Two similar approaches employ estradiol as a starting
material and utilize a brominated intermediate, as taught by Rao, P.N.
et al., Synthesis, 1977, 168 and Chen, S-H et al., Steroids, 1986, 47, 63.
The first approach is illustrated in Figure 12. The free hydroxyl groups
of estradiol are protected with a blocking group. A wide range of
blocking groups can be used in the present invention. These blocking
groups include, but are not limited to, alkyl, aryl, aralkyl groups, and
alkyl, aryl, and aralkyl group containing one or more heteroatoms.

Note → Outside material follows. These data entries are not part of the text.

PR #6611, opened 2025-06-10
Add io.github.Faugus.faugus-launcher

Faugus:

- [X] Please describe the application briefly. A simple and lightweight app for running Windows games using UMU-Launcher

https://github.com/user-attachments/assets/16d8b67d-94b5-4aa8-a7b3-de83548b9868

- [X] I am the author and developer of the project.


modules/intltool-0.51.json
hfiguiere, line 1: this should be the shared-modules

modules/imagemagick.json
hfiguiere, line 1: this should be inline in the manifest: it's not autogenerated

modules/imagemagick.json
```diff
@@ -0,0 +1,16 @@
+{
+    "name": "imagemagick",
+    "buildsystem": "simple",
```
hfiguiere: this should be buildsystem `autotools`, not `simple`

io.github.Faugus.faugus-launcher.yml
```diff
@@ -0,0 +1,130 @@
...
+    version: *runtime-version
+    versions: *runtime-version
+    autodelete: false
+    no-autodownload: true
+    add-ld-path: lib
+    download-if: have-intel-gpu
+    autoprune-unless: have-intel-gpu
+
+modules:
+  - name: metadata
```
hfiguiere: this should be merged with the "main" module

io.github.Faugus.faugus-launcher.yml
```diff
@@ -0,0 +1,130 @@
...
+        contents: |
+          /app/lib32
+          /app/lib/i386-linux-gnu
+
+  - name: faugus-launcher
+    buildsystem: simple
+    build-commands:
+      - chmod +x flatpak-patch.sh
+      - ./flatpak-patch.sh
+      - 'install -D faugus_launcher.py /app/bin/faugus-launcher'
```
hfiguiere: why is there no installation upstream?

io.github.Faugus.faugus-launcher.metainfo.xml
hfiguiere, line 1: this file should be (submitted and managed) upstream

io.github.Faugus.faugus-launcher.metainfo.xml
```diff
@@ -0,0 +1,44 @@
...
+  <url type="homepage">https://github.com/Faugus/faugus-launcher</url>
+  <url type="bugtracker">https://github.com/Faugus/faugus-launcher/issues</url>
+  <project_license>MIT</project_license>
+  <metadata_license>CC0-1.0</metadata_license>
+
+  <launchable type="desktop-id">io.github.Faugus.faugus-launcher.desktop</launchable>
+
+  <screenshots>
+    <screenshot type="default">
+      <image>https://raw.githubusercontent.com/Faugus/faugus-launcher/refs/heads/main/screenshots/main-list.png</image>
```
hfiguiere: screenshot URL should NEVER reference the tip of a branch.

modules/libayatana-appindicator-gtk3.json
hfiguiere, line 1: this also should be from the shared-modules

modules/libcanberra.json
hfiguiere, line 1: this also should be from the shared-modules

io.github.Faugus.faugus-launcher.yml
```diff
@@ -0,0 +1,130 @@
...
+        dest-filename: ld.so.conf
+        contents: |
+          /app/lib32
+          /app/lib/i386-linux-gnu
+
+  - name: faugus-launcher
+    buildsystem: simple
+    build-commands:
+      - chmod +x flatpak-patch.sh
+      - ./flatpak-patch.sh
```
hfiguiere: this look like a problem is search of a solution.

io.github.Faugus.faugus-launcher.yml
```diff
@@ -0,0 +1,130 @@
...
+            full_path="$(pwd)/${mo_path#./}"
+            lang=$(basename $(dirname "${full_path}"))
+            install -Dm644 "${full_path}" "/app/share/locale/${lang}/LC_MESSAGES/$(basename "${mo_path}")"
+          done
+        ' sh {} +
+      - 'chmod +x /app/bin/faugus-launcher'
+      - 'chmod +x /app/bin/faugus-run'
+      - 'chmod +x /app/bin/faugus-proton-manager'
+      - 'chmod +x /app/bin/faugus-components'
+      - 'chmod +x /app/bin/umu-run'
```
hfiguiere: `install` can set the mode properly making these 5 line unnecessary.

modules/libcanberra.json
Faugus: Thanks for the review.
I'm sorry for the many mistakes, this is my first time doing this.

How do I apply a patch to a shared-module?
I need to remove `/bin` from the `cleanup`, otherwise `canberra-gtk-play` won't work.

https://github.com/flathub/shared-modules/blob/a34a31e4dd50a0b38d1725f6881d1bedb0948b38/libcanberra/libcanberra.json#L1-L7

Faugus:
About the `finish-args` that the bot complained:
- If I don't set `filesystem=xdg-config/gtk-3.0:ro` the app won't use the system theme
- If I don't set `filesystem=xdg-data/applications:create` the app can't create a shortcut if the `~/.local/share/applications` doesn't exist, even the app being set to create if the folder doesn't exist (it works fine outside Flatpak)

bbhtt:
Using xdg-config/gtk-3.0 for themes is a broken behaviour. You should read the Flatpak docs on themes.

bbhtt:
Also the dynamic launcher portal exists for writing desktop files.

Faugus:
> You should read the Flatpak docs on themes.

I did. It says to use the theme provided by Flathub because it can't read theme in `/usr/share/themes`.
When I install my app, it downloads the correct theme, but it doesn't use it.

Faugus:
All changes are done.

io.github.Faugus.faugus-launcher.yml
```diff
@@ -0,0 +1,151 @@
+app-id: io.github.Faugus.faugus-launcher
+sdk: org.gnome.Sdk
+runtime: org.gnome.Platform
+runtime-version: &runtime-version '48'
+x-gl-version: &gl-version '1.4'
+x-gl-versions: &gl-versions 48;48-extra;1.4
```
bbhtt:
```suggestion
x-gl-versions: &gl-versions 24.08;24.08extra;1.4
```

GL version comes from the parent of gnome runtime -  fdsdk. usually it is `24.08-extra` but only for 24.08 it doesn't have the dash.

when you change to 25.08 use `25.08-extra`

io.github.Faugus.faugus-launcher.yml
```diff
@@ -0,0 +1,151 @@
...
+          /app/lib/i386-linux-gnu
+
+  - name: faugus-launcher
+    buildsystem: simple
+    build-commands:
+      - 'install -Dm644 flatpak/io.github.Faugus.faugus-launcher.metainfo.xml /app/share/metainfo/io.github.Faugus.faugus-launcher.metainfo.xml'
+      - 'install -Dm755 faugus_launcher.py /app/bin/faugus-launcher'
+      - 'install -Dm755 faugus_run.py /app/bin/faugus-run'
+      - 'install -Dm755 faugus_proton_manager.py /app/bin/faugus-proton-manager'
+      - 'install -Dm755 faugus_components.py /app/bin/faugus-components'
```
bbhtt: this badly needs a proper buildsystem...

io.github.Faugus.faugus-launcher.yml
```diff
@@ -0,0 +1,151 @@
...
+        url: https://github.com/Faugus/components/releases/download/v1.0.0/umu-run
+        sha256: 3069d5045ca356779a5ece30a54dfada0106954404d417a7d219633f533ac1ce
+
+    modules:
+      - name: imagemagick
+        buildsystem: autotools
+        build-commands:
+          - ./configure --prefix=/app --enable-shared --disable-static --disable-docs
+          - make
+          - make install
```
bbhtt: only simple can use manual build commands use config-opts.

io.github.Faugus.faugus-launcher.yml
```diff
@@ -0,0 +1,151 @@
...
+        sources:
+          - type: git
+            url: https://github.com/ImageMagick/ImageMagick.git
+            tag: 7.1.1-39
+
+      - name: libcanberra # patched, otherwise canberra-gtk-play doesn't work
```
bbhtt: what is the issue here?

Faugus: @bbhtt Using `libcanberra` from shared-modules, `canberra-gtk-play` doesn't work.
I need to remove `/bin` from the `cleanup` to make it work.

https://github.com/flathub/shared-modules/blob/a34a31e4dd50a0b38d1725f6881d1bedb0948b38/libcanberra/libcanberra.json#L1-L7

bbhtt: I dropped that cleanup, update the submodule.

Faugus: @bbhtt I updated it. It's trying to patch the file that was removed.
```
Downloading http://0pointer.de/lennart/projects/libcanberra/libcanberra-0.30.tar.xz
100  311k  100  311k    0     0   217k      0  0:00:01  0:00:01 --:--:--  217k
Failed to download sources: module libcanberra: Can't find file at 0001-gtk-Don-t-assume-all-GdkDisplays-are-GdkX11Displays-.patch
```

bbhtt: the patch file is there https://github.com/flathub/shared-modules/blob/master/libcanberra/0001-gtk-Don-t-assume-all-GdkDisplays-are-GdkX11Displays-.patch

Faugus:
Done

io.github.Faugus.faugus-launcher.yml
hfiguiere: it's probably a misinterpretation of https://github.com/flathub/flathub/pull/6611#discussion_r2138574027

io.github.Faugus.faugus-launcher.yml
```diff
@@ -0,0 +1,124 @@
...
+  - --device=all
+  - --allow=multiarch  # pressure-vessel
+  - --socket=pulseaudio # notification sound
+  - --talk-name=org.kde.StatusNotifierWatcher # system tray
+  - --env=PATH=/app/bin:/app/utils/bin:/usr/bin:/usr/lib/extensions/vulkan/MangoHud/bin:/usr/lib/extensions/vulkan/gamescope/bin:/usr/lib/extensions/vulkan/OBSVkCapture/bin # mangohud, gamescope, obsvkcapture
+  - --filesystem=home
+  - --filesystem=/mnt
+  - --filesystem=/run/media
+
+inherit-extensions:
```
user1-github, line 27: I know I'm probably not an authority to make suggestions here, but I noticed a couple of things that are worth mentioning, so I'll make some anyway.

Since you're using org.winehq.Wine as a base app, I also suggest adding org.winehq.Wine.gecko and org.winehq.Wine.mono under "inherit-extensions:" . This way you'll have only one installation of Wine gecko and mono that all Wine prefixes will use. Without these extensions Wine will install gecko and mono into the prefix itself, which means you'll have duplicate installations of gecko and mono if you're using multiple Wine prefixes.

io.github.Faugus.faugus-launcher.yml
```diff
@@ -0,0 +1,124 @@
...
+command: faugus-launcher
+separate-locales: false # translations
+base: org.winehq.Wine
+base-version: stable-24.08
+
+finish-args:
+  - --share=network
+  - --share=ipc
+  - --socket=wayland
+  - --socket=fallback-x11
```
user1-github, line 17: I also think --socket=fallback-x11 needs to be replaced with --socket=x11 because --socket=fallback-x11 means Wayland is going to be preferred over x11 and Wine's / Proton's Wayland driver is still pretty rough.

io.github.Faugus.faugus-launcher.yml
Faugus: Thanks!
I'm only using `org.winehq.Wine` because that was the only way it could inherit the `org.freedesktop.Platform.GL32`, which is needed for 32 bit .exe.
My app doesn't use Wine.

io.github.Faugus.faugus-launcher.yml
Faugus: That's what I did, but the bot complained for having both `--socket=x11` and `--socket=wayland`

io.github.Faugus.faugus-launcher.yml
user1-github: Oh, you mean it's not available if you try to choose it from the "Runner" drop down menu? If not, I think you can add the org.freedesktop.Platform.GL32 under "add-extensions:" instead of "inherit-extensions:" and then you won't need org.winehq.Wine.
[Here is an example of it](https://github.com/flathub/org.winehq.Wine/blob/branch/stable-24.08/org.winehq.Wine.yml#L43) in a manifest

Faugus: Exactly. It only uses Proton with umu-launcher.

Faugus: I tried that before, but the 32 bit .exe doesn't work.

io.github.Faugus.faugus-launcher.yml
bbhtt: you should only use `--socket=x11`

io.github.Faugus.faugus-launcher.yml
user1-github: If so, then I guess org.winehq.Wine is needed for something after all.

io.github.Faugus.faugus-launcher.yml
Faugus: @bbhtt after I set only `--socket=x11` my app started using the system theme. Why? (I'm on Wayland)

Faugus: @bbhtt without the `--socket=wayland` the wine wayland driver doesn't work.
But if I put `--socket=wayland` the app doesn't use the system theme.
Do you know any solution for this?

user1-github: Leave only `--socket=x11` in the manifest. For your own usage you can then override the default permissions of your app. If you also need Wayland access, type:
`flatpak override --user --socket=wayland io.github.Faugus.faugus-launcher`

Faugus: But the wine wayland driver is a feature of my app. So I need the `--socket=wayland`

user1-github: In that case I guess the only solution is to leave the permissions as is.

I gave this suggestion because at least from my experience the Wayland driver is still rough - some games crash when attempting to launch them, in others keyboard input doesn't work, other apps have broken unmovable windows, etc...
But that's on Wine 10.0. Maybe your app ships Proton version that are based on newer Wine versions where things are more stable with the Wayland driver?

Faugus:
Everything should be fine now

bbhtt:
bot, build

Faugus:
The log said it had problems installing `org.winehq.Wine`.
I managed to make it work without it.

Faugus:
bot, build

Faugus:
Without inheriting the extensions `org.freedesktop.Platform.GL32` and `org.freedesktop.Platform.Compat.i386` they are not automatically installed for the user.
They are necessary for the functioning of 32 bit games and launchers.

Faugus:
bot, build

Faugus:
It won't build when having `org.winehq.Wine` as base.
What should I do?

hfiguiere:
there is no wine for aarch64.

Faugus:
@hfiguiere I was taking a look at Lutris' manifest and it uses wine as base.
https://github.com/flathub/net.lutris.Lutris/blob/beta/net.lutris.Lutris.yml

hfiguiere:
and it doesn't build aarch64 either.

Faugus:
@hfiguiere how do I force it to build x86_64 only?

Faugus:
bot, build

Faugus:
Even inheriting `org.freedesktop.Platform.GL32` and `org.freedesktop.Platform.Compat.i386` they are not being installed with the app. Why?

io.github.Faugus.faugus-launcher.yml
```diff
@@ -0,0 +1,99 @@
+app-id: io.github.Faugus.faugus-launcher
+sdk: org.freedesktop.Sdk
+runtime: org.freedesktop.Platform
+runtime-version: &runtime-version '24.08'
+x-gl-version: &gl-version '1.4'
+x-gl-versions: &gl-versions 24.08;1.4
```
bbhtt:
```suggestion
x-gl-versions: &gl-versions 24.08;24.08extra;1.4
```

Faugus:
bot, build

Faugus:
Still won't install the extensions

bbhtt:
it will get installed once the app is on flathub.

Faugus:
Oh ok. I think that's it. Thank you very much for the reviews and the patience.

bbhtt:
the tray has no icon, make sure you are setting an icon that's named by appid and it is installed to where the desktopfile icon is installed


https://github.com/user-attachments/assets/877f682d-e148-48f5-8eea-709d5a309a4e

bbhtt:
looks like you are using the full path of the icon, try using just the name. the path is inside the sandbox and unavailable on host.

if that doesn't work you have to calculate the path on host.

bbhtt:
also there is no need to set different icon names for inside flatpak vs. outside. if `io.github.Faugus.faugus-launcher` is your chosen ID then everything follows that it doesn't matter if it is running in flatpak or packaged on distro.

Faugus:
It works for me
image

Faugus:
Tried on Ubuntu and it's really not showing. But why does it work on KDE?

Faugus:
bot, build

Faugus:
Should work now

bbhtt:
still not working, you did the opposite of what I said.

Faugus:
That was the only way it worked on Ubuntu.
I tried only the app id `io.github.Faugus.faugus-launcher` and it didn't work.
image

Faugus:
Testing on Linux Mint and it really doesn't work.
Tried every path possible and nothing.
All other icons in the app works, except the appindicator.
I have no idea why.

Faugus:
@bbhtt For some reason, on Linux Mint (Flatpak only) any of the paths work.
This must be a bug with Flatpak/Appindicator.

https://github.com/user-attachments/assets/bda93c33-ce69-4a63-ba25-13807764e0c5

bbhtt:
There is no bug in Flatpak

Faugus:
@bbhtt I have no idea what could be then.
The problem isn't the path, like I showed in the video.
I use the same path for other icons in the app.

It works on:
Arch KDE X11/Wayland
Fedora KDE X11/Wayland
Ubuntu X11/Wayland

But for some reason it doesn't work on Mint.
I thought Flatpak should work the same in all distros.

Faugus:
bot, build

Faugus:
@bbhtt Could you give it a try please? It should work now.

bbhtt:
Yes it works now. That's what I said to do.

Faugus:
I misunderstood. I was trying with the appid + file format.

For example, protection can be accomplished using an alkyl halide,
such as benzyl bromide, to form an alkyl ether. Appropriate
conditions for hydroxyl protection include reaction of the estradiol and
alkyl halide in the presence of NaH and TBAI, optionally in the
presence of a solvent, such as dimethyl formamide (DMF). The
protected estradiol is then reacted with bromine, for example, in the
presence of acetic acid. Protection of the free hydroxyls during
bromination gives a higher yield of the 2-brominated intermediate
(about 70% vs. about 20% without the protecting groups) (see
Cushman, M. et al., J. Med. Chem. 1997, 40, 2323).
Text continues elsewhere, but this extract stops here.